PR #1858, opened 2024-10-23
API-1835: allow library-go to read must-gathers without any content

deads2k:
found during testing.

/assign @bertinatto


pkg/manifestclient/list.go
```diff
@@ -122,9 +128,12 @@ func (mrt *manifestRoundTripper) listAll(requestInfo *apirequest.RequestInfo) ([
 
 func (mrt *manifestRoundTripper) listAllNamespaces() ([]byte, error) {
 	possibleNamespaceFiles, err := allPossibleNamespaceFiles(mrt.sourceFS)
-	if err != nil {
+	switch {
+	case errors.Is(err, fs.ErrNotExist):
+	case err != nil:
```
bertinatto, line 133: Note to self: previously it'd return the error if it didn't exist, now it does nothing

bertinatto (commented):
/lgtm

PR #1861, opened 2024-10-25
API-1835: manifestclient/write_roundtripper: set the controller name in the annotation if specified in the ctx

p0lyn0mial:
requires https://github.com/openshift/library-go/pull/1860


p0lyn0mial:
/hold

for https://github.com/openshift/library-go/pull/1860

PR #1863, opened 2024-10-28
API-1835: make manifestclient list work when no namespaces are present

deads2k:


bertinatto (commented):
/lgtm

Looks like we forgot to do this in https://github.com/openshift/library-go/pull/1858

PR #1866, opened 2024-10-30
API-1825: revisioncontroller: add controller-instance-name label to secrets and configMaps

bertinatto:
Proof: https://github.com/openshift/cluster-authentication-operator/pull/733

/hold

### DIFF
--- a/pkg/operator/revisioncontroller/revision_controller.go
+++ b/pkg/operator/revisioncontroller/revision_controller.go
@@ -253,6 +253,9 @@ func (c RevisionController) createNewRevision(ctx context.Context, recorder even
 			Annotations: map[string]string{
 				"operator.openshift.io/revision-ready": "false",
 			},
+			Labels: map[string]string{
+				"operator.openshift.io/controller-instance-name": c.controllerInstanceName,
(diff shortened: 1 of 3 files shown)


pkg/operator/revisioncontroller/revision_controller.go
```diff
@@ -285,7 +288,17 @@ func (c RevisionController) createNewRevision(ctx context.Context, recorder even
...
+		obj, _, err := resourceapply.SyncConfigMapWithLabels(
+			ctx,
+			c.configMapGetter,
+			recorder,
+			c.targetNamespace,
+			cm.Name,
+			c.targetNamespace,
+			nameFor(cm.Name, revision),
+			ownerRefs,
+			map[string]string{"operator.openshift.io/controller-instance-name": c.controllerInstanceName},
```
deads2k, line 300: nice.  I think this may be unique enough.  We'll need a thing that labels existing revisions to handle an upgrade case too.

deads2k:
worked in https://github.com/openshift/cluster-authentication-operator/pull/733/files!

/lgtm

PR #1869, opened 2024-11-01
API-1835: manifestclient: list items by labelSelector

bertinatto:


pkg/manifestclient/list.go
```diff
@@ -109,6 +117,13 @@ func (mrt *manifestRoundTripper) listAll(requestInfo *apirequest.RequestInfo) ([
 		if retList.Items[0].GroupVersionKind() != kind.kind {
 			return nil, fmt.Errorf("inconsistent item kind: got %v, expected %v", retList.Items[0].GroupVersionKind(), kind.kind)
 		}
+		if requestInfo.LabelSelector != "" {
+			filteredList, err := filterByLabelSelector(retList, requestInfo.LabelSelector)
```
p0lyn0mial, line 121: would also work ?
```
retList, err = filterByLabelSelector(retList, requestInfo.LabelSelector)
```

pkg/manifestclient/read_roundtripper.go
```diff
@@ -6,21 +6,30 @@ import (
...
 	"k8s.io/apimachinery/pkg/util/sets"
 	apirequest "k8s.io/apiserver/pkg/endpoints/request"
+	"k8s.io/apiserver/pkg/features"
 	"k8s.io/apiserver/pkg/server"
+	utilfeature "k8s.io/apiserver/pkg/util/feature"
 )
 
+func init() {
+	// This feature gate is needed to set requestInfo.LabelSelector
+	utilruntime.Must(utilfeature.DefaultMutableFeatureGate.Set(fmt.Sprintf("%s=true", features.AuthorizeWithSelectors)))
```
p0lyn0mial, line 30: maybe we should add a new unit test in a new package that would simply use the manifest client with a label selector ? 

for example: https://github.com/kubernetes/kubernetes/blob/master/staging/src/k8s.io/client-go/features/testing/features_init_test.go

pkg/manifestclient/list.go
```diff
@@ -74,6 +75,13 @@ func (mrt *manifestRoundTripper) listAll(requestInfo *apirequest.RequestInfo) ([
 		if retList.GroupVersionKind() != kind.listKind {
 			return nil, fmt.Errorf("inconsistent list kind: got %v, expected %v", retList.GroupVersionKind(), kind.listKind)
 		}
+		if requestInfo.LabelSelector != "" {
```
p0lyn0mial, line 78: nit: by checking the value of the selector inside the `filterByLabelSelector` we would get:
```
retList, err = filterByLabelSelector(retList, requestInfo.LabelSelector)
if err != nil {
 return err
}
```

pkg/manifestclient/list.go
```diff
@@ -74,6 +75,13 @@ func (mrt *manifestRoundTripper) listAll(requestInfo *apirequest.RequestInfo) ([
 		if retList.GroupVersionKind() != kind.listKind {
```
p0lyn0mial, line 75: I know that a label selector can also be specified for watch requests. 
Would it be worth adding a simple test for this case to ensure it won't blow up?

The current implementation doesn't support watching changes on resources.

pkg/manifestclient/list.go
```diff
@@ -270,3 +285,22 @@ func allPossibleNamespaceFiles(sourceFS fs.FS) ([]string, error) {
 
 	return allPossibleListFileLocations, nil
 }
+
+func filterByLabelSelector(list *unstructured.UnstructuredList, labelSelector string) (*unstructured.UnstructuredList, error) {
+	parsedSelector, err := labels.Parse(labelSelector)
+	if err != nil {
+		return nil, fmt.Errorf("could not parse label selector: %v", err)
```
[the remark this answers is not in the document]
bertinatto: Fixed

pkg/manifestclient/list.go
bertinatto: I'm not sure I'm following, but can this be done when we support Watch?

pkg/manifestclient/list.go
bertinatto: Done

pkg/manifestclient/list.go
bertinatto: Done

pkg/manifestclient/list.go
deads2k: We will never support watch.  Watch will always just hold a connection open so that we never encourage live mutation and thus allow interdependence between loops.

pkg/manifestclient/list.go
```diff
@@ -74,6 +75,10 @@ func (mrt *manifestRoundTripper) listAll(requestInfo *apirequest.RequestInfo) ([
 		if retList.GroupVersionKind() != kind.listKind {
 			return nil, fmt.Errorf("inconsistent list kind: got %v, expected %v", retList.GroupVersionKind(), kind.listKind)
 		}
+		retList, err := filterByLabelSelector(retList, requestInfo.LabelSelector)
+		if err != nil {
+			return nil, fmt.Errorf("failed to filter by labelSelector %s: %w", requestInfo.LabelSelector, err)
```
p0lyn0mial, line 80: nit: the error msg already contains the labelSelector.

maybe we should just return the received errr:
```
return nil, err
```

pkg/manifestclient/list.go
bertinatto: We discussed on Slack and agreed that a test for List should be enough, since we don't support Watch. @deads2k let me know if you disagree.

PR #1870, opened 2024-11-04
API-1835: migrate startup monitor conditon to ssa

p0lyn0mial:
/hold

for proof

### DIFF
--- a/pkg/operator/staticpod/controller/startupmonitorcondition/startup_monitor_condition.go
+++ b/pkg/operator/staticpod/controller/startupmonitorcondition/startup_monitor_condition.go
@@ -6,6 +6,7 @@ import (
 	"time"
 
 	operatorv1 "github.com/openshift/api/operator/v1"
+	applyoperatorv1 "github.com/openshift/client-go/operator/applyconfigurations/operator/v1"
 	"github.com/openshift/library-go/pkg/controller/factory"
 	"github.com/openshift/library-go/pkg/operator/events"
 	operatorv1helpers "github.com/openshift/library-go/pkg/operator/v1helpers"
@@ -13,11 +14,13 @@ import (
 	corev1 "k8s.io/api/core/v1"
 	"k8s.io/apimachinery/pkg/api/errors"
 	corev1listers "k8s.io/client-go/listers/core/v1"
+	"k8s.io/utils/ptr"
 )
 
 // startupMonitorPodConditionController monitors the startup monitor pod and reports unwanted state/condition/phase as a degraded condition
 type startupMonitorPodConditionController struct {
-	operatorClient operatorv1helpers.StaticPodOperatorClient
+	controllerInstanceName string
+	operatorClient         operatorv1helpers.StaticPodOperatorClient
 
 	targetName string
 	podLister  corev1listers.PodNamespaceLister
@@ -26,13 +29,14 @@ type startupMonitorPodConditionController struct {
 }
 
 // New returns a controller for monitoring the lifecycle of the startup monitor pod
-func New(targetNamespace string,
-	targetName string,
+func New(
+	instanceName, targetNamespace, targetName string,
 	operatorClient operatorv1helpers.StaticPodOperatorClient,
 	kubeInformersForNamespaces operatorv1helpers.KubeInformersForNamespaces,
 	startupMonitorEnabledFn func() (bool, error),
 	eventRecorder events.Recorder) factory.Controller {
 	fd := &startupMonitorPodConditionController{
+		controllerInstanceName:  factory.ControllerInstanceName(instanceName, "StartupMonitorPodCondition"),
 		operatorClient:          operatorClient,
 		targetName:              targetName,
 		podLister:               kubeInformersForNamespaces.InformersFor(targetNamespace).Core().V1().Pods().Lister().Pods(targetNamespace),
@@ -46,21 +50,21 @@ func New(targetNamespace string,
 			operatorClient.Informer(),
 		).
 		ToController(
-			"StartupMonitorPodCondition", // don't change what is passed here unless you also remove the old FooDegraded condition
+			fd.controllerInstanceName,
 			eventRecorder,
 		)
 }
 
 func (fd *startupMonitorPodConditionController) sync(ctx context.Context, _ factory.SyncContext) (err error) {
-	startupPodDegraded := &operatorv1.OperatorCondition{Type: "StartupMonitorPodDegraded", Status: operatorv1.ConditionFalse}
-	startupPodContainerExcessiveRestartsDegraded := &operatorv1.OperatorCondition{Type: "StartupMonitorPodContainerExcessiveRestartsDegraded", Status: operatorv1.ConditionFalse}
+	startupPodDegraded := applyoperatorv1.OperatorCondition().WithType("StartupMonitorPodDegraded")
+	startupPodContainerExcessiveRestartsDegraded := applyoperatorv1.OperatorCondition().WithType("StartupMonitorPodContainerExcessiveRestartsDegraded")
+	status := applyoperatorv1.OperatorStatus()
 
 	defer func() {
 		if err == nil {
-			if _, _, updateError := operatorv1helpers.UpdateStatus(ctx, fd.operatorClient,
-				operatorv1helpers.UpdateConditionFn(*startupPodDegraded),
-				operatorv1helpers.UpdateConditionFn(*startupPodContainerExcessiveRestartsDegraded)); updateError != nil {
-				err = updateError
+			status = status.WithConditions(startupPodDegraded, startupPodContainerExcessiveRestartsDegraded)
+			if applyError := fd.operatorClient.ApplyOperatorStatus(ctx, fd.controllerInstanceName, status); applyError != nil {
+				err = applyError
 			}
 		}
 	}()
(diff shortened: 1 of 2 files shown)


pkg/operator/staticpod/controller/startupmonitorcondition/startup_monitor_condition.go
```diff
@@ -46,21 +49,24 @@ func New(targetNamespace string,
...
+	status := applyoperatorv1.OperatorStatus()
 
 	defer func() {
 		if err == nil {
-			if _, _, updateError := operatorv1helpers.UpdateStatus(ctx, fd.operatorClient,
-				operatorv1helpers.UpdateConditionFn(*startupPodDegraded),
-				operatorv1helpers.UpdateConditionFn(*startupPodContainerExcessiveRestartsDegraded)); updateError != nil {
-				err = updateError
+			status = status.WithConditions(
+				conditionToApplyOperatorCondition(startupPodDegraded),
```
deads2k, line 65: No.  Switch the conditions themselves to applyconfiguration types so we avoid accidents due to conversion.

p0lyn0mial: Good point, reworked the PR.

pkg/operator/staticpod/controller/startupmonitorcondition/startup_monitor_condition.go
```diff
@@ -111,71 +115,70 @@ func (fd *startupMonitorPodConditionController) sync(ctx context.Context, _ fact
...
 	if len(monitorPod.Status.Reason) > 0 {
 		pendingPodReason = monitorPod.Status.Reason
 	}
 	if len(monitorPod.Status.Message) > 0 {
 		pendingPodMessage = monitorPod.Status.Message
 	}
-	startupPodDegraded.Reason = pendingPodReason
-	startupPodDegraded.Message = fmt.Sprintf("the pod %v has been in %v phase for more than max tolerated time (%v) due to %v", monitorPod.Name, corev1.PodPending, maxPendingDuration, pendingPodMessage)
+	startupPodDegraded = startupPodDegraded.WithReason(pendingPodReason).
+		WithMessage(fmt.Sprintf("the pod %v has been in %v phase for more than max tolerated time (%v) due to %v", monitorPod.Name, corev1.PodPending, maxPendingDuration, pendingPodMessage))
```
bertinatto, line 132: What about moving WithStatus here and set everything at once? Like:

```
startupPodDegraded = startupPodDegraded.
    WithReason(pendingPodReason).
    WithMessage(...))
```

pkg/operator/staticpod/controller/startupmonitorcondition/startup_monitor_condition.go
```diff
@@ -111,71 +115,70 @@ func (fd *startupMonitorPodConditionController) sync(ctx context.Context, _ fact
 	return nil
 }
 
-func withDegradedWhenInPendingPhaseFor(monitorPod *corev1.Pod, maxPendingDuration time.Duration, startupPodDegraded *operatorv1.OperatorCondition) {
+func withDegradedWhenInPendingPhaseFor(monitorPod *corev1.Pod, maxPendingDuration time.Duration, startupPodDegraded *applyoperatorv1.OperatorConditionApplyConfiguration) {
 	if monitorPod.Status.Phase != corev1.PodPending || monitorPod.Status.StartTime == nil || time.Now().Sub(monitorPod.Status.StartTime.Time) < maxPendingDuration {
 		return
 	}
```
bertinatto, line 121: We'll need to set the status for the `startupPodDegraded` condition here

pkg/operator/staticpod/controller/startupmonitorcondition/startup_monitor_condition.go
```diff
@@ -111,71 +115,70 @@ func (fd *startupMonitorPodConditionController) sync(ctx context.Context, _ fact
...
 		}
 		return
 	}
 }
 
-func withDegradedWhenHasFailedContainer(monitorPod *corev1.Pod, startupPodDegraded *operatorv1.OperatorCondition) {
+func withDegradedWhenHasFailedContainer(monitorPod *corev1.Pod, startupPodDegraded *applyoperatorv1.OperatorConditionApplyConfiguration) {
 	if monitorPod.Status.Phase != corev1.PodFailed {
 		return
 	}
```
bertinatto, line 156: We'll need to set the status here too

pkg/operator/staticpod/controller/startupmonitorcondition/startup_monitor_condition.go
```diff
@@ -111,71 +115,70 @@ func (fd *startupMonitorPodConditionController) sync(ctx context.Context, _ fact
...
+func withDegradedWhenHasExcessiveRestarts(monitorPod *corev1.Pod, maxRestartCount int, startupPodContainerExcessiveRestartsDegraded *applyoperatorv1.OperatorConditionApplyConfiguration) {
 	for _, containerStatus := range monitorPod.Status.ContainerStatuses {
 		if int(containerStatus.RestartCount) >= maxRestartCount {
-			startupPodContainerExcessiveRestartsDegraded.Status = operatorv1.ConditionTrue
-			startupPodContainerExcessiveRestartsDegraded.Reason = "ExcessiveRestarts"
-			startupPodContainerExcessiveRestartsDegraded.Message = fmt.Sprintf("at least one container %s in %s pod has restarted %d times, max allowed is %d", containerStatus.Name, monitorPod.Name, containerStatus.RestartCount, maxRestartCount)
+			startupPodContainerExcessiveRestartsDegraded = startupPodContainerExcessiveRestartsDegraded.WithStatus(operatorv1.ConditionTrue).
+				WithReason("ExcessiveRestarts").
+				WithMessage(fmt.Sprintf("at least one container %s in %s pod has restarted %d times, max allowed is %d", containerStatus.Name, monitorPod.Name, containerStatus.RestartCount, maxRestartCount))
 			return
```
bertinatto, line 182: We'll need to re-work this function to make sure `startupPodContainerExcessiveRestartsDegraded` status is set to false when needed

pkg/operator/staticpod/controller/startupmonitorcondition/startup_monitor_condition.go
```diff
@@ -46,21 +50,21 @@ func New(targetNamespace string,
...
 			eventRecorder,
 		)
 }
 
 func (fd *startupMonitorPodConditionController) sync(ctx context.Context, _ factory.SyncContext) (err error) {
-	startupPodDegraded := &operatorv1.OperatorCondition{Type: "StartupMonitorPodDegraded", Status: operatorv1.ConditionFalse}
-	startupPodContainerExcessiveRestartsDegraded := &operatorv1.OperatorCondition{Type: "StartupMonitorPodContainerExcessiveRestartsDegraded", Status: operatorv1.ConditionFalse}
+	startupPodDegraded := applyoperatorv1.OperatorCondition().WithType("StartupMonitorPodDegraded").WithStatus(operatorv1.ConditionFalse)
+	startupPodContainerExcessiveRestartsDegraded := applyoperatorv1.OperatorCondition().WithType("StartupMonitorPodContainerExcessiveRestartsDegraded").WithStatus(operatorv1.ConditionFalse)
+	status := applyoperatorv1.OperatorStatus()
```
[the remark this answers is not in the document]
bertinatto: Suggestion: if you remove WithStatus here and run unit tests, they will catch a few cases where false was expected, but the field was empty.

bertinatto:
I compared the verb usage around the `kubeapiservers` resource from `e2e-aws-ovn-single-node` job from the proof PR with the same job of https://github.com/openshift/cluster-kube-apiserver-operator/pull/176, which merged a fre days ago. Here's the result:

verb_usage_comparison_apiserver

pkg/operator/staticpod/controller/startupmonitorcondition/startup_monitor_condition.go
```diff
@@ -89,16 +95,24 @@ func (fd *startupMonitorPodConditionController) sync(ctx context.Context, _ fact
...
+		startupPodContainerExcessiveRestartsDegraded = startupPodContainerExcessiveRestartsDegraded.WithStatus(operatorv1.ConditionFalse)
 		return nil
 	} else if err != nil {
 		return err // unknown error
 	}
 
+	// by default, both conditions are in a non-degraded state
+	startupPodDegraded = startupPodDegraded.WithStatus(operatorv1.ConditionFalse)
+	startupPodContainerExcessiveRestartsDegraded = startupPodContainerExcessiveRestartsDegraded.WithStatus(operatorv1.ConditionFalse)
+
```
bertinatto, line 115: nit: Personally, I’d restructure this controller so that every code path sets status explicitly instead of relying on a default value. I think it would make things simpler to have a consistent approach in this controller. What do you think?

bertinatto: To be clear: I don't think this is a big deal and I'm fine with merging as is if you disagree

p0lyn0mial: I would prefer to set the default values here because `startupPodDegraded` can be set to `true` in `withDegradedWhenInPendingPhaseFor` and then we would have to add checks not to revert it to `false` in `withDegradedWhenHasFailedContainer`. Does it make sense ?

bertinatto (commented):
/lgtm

* * * * * * *

How to complete this task: In the data above, how many lines hold the word "library"? Give only the number.

Solution: 7